Cet automne, Banks est revenue sur le devant de la scène avec un deuxième album tourmenté baptisé The Altar. Poursuivant les divagations pop R'n'B langoureuses qui avait fait de son premier album Goddess un petit diamant noir, l'artiste évoque ses angoisses et ses pulsations destructives sans se départir de sa voix de velours.

S'il a séduit les critiques, le disque est relativement passé inaperçu auprès du grand public. Alors, après Fuck With Myself, Gemini Feed ou Mind Games, la chanteuse opte pour un quatrième extrait officiel.

Avec sa production hip-hop incisive, renforcée par des rythmes bouncy, Trainwreck tranche radicalement avec ses précédentes compositions. Mais le choix s'avère judicieux puisque le morceau a toutes les chances de séduire les radios urbaines. Avec rage et langueur, Banks dresse le portrait d'une relation toxique dans laquelle elle se sent prisonnière.

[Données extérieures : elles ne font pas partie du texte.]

PR #668, opened 2017-04-11
Feature/update modules example

eddelbuettel:
This PR contains updates to the two 'sub-packages' used for testing and demo:
- `inst/unit/testRcppModule/`
- `inst/unit/testRcppClass/`

The first (for Modules) is in good shape and updates the Modules example to current R 3.4.0 standards.

The second (for John's Rcpp Classes) is in less ideal shape, and still emits warning.  John suspects these may come from R itself so this can still be committed.

[ I tried to squash-commit Jim's PR in so that this would be mergeable, seems like that failed.  My master now has these two commit's cherried in, but I won't push that til I see some nodding or thumbs-up here. ]

[ Edit: Was able to sort it out here.  It only affected the ChangeLog. ]

### DIFF
--- a/ChangeLog
+++ b/ChangeLog
@@ -1,6 +1,32 @@
+2017-04-09  Dirk Eddelbuettel  <edd@debian.org>
+
+        * inst/unitTests/testRcppModule/src/init.c (R_init_testRcppModule): Call
+        R_registerRoutines() and R_useDynamicSymbols(); also ensure
+        _rcpp_module_boot_* is registered for each module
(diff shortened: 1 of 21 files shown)


eddelbuettel:
@jjallaire @kevinushey @thirdwing @nathan-russell :  I take lack of screaming as silent consent and will fold this in tomorrow or the next, unless someone beats me to it.  It only affects demo / test packages illustrating Modules (and Rcpp Classes) so it is unlikely to do any damage.

kevinushey:
LGTM!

Très léché, le clip de Trainwreck rappelle par moments l'univers trouble de Lady Gaga. Banks y apparaît aussi dangereuse que sensuelle, épiée et filmée par trois hommes au comportement inquiétant vêtus de masques. La chanteuse, qui prend peu à peu le pouvoir sur eux, alterne les séquences vulnérables et chorégraphiées.

Une mise en scène fiévreuse pour un single qui l'est tout autant !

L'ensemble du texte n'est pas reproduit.